Disclaimer: I am in no way affiliated with ALW, Gaston Leroux or Susan Kay. Please don't sue me.
Author's Notes: This idea came to me very suddenly. I was in the car and suddenly I thought what if Christine wasn't prepared to believe that Erik was real? And because she is very ingenue-ish and naive, I had to tweak things a bit, and ended up with a much more serious story than I originally intended. This first chapter is an experiment, of sorts.
Leading Tone
Chapter One: My Name Is Christine Daae
The lithe form of the cat leapt down from the shelf to land with a soft thud on the carpet, settling down smugly to clean its silver-grey fur. A small pink tongue darted out to lick roughly at unkempt places, cleaning and smoothing.
As I padded across the carpet, I could feel the gaze of a pair of unblinking green orbs boring into my back. Reluctantly I turned towards the cat, tentatively reaching out a hand to stroke it.
My fingers stopped just short of the short silver hair. The cat gaze a loud, protesting yowl, and still I remained static, my hand suspended ridiculously in mid-air. My gaze met the confident emerald one of the cat…and I finally caved in to temptation and sank my hand into the soft fur, wondering why the medication wasn't working yet.
"You're not supposed to be here, Kitty," I said vaguely to the contentedly purring cat, "I'm not supposed to see you." Perhaps taking offence at the words, Kitty arched her back and stalked off with an air of affronted superiority. I watched her tail vanish under the bed and breathed a sigh of relief. Things always got better when they started going away.
Let me explain.
My name is Christine Daae, and I turned twenty this May. Five years ago, I was diagnosed with schizophrenia.
The doctors say it must've started with my father's death, when I was ten. I'll never tell them this, but they are wrong. Even when my Papa was alive, I heard things. Voices speaking in my head when no one was there, holding conversations that didn't exist. Sometimes I talked to them, and occasionally they talked back.
I used to report these little snippets of sound to my father, who would always laugh in his good-natured way and tell me that I was blessed. Special in some way. Well, I was special all right, but not in the way he told me I was.
My father was a superstitious man who believed (or at least pretended to believe) in all kinds of mythical creatures; I loved him all the more for it, and I still love him for it today. All my memories of him seem to be of the occasions when he would sit me on his lap and tell me stories. Together we left the grey world of reality behind and danced, hand-in-hand, through a rainbow world with fairies and ghouls, angels and demons.
Christine, he used to say, Christine, you are a very special little girl. The angels are speaking to you in your mind, don't you see? The angels have chosen my little girl.
After the diagnosis, years later, I wondered why he'd failed to see that there was something wrong with me. Now I realise that he thought I was just doing as he so often did- telling a story. Poor, innocent Papa would never have believe that his little girl had a mental disorder. It's wicked, but I'm so glad he never found out. Never lived to find out.

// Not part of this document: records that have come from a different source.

PR #784, opened 2020-10-13
Fix Monitoring V2 issues in k8s 1.16 clusters

aiyengar2:
#### Summary

Root cause of the issue is that k8s 1.15 / 1.16 clusters seem to have known issues related to CRD fields that invoke `items` in it, such as the `volumes` we introduced as part of the nginx proxy that sits in front of Prometheus in Monitoring V2. This only seems to have been fixed in k8s 1.17+.

Related Issue: https://github.com/rancher/rancher/issues/29395

---

#### More context

https://github.com/kubernetes/kubernetes/issues/68466 is an issue that tracks a problem with CRDs that use fields named `items` introduced sometime before k8s 1.16.

In k8s 1.16's release notes, this issue seemed to have been resolved as it shows up under `Other Notable Changes` [here](https://v1-16.docs.kubernetes.io/docs/setup/release/notes/#other-notable-changes-7):
```
Fix CRD validation error on ‘items’ field. (#76124, @tossmilestone)
```

However, when looking into the actual [PR](https://github.com/kubernetes/kubernetes/pull/76124) that was executed to fix this issue, it seems like this issue had a followup in https://github.com/kubernetes/kubernetes/pull/85223 that was only resolved in k8s 1.17+.

This shows up in the k8s 1.17 release notes under `API Machinery` [here](https://v1-17.docs.kubernetes.io/docs/setup/release/notes/#api-machinery):
```
CRDs can have fields named type with value array and nested array with items fields without validation to fall over this. (#85223, @sttts)
```

Therefore, the quick fix was to just modify the contents provided to the `volumes` field of the `prometheusSpec`; once modified, Monitoring V2 successfully deployed in a k8s 1.16 cluster.


brendarearden (approved):
looks good!

mrajashree (dismissed):

aiyengar2:
Accidentally pushed a commit, no changes were made since the last review.

dramich (approved):

PR #790, opened 2020-10-16
Updating cis-operator tag and updating cis ClusterRoles to drop label and ns

prachidamle:
1) Updating the chart to point to new cis-operator tag that pulls the scheduled Scan functionality
- https://github.com/rancher/cis-operator/issues/27

2) Also removing the aggregator label from cis ClusterRoles since the aggregation does not apply to cluster scoped CIS CRDs
3) Also removing the namespace from ClusterRoles since namespace is not required for ClusterRoles that applies cluster wide.
- https://github.com/rancher/cis-operator/issues/41

### DIFF
--- a/packages/rancher-cis-benchmark/charts/Chart.yaml
+++ b/packages/rancher-cis-benchmark/charts/Chart.yaml
@@ -1,9 +1,9 @@
 apiVersion: v1
-appVersion: v1.0.1
+appVersion: v1.0.2
 description: The cis-operator enables running CIS benchmark security scans on a kubernetes
   cluster
 name: rancher-cis-benchmark
-version: 1.0.101
+version: 1.0.200
 icon: https://charts.rancher.io/assets/logos/cis-kube-bench.svg
 keywords:
 - security
--- a/packages/rancher-cis-benchmark/charts/templates/cis-roles.yaml
+++ b/packages/rancher-cis-benchmark/charts/templates/cis-roles.yaml
@@ -2,10 +2,7 @@
 apiVersion: rbac.authorization.k8s.io/v1
 kind: ClusterRole
 metadata:
-  labels:
-    rbac.authorization.k8s.io/aggregate-to-admin: "true"
   name: cis-admin
-  namespace: {{ template "cis.namespace" . }}
 rules:
   - apiGroups:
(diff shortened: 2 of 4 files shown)


packages/rancher-cis-benchmark/charts/Chart.yaml
```diff
@@ -1,9 +1,9 @@
 apiVersion: v1
-appVersion: v1.0.1
+appVersion: v1.0.2
 description: The cis-operator enables running CIS benchmark security scans on a kubernetes
   cluster
 name: rancher-cis-benchmark
-version: 1.0.101
+version: 1.0.201
```
mrajashree, line 6: not sure but I think this should be 1.0.200? Rest LGTM

prachidamle: yup, done

mrajashree (approved):

packages/rancher-cis-benchmark/charts/templates/cis-roles.yaml
```diff
@@ -19,26 +16,6 @@ rules:
 apiVersion: rbac.authorization.k8s.io/v1
 kind: ClusterRole
 metadata:
-  labels:
-    rbac.authorization.k8s.io/aggregate-to-edit: "true"
-  namespace: {{ template "cis.namespace" . }}
-  name: cis-edit
```
cbron, line 25: Are we getting rid of edit because it's the same as admin ? We'll need to update the docs.

prachidamle: I think you suggested that in the design meeting? hence I removed it

cbron: Ha, ok. Should be fine, only downside is if people already were using it but we can document that it changed to only admin.

cbron (approved):

packages/rancher-cis-benchmark/charts/templates/cis-roles.yaml
prachidamle: @cbron  added this docs PR as well: https://github.com/rancher/docs/pull/2785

I call them dreams, as they are neither ghosts nor memories. I could always tell whether a person was dream or reality; once I was used to it, it was quite easy. Dreams were the ones who treated me like a normal person. They'd talk to me, and although I'd be terrified of what they might say, sometimes I'd talk back. The real people would mysteriously vanish whenever I went anywhere near them, frightened away, no doubt, by the notoriety of my disease.
It's very depressing, pathetic even, when the only eyes that can meet your own are non-existent ones.
I am luckier than many with the same condition. I often tell myself that, just for the sake of hearing the unsympathetic truth. I do not stay in a mental hospital, because as my therapist says, I am not a danger to other people, not prone to unexplainable fits of violent rage or jealousy. My guardian is a kindly old woman called Madame Valerius, an old friend of my father's. Yes, compared to other schizophrenics, I can consider myself to be very fortunate.
Still, sometimes at night I dream of what might have been. They are not, you understand, visions brought on by my disorder, but perfectly ordinary dreams, fragile, insubstantial, yet oddly satisfying. I can see my teenage self watching soppy movies with friends, eating at fast food restaurants, holding hands with boys. Studying for college late into the night. Singing onstage as my father wished me to. All the things that I have never done and will never do, except at night when I cross over the thin line that separates reality from fantasy.
And why am I telling you all this?
Because you aren't real either. You're just another dream, sitting at the foot of my bed, watching me. Your lips and ears aren't real. No ears to hear what I'm saying. No lips to tell anyone else.
And because of the medication, you won't be here when I wake up in the morning. So listen well to my story; for it is an extraordinary one, and I have limited time in which to tell it.
Author's Notes: I don't usually leave notes at the end of the story, but I just need to say that I mean no offence to anyone with schizophrenia, or anyone acquainted with a schizophrenic. I'm not trying to make it sound like a joke and I know just how serious a condition it is. So please, please, please don't be offended.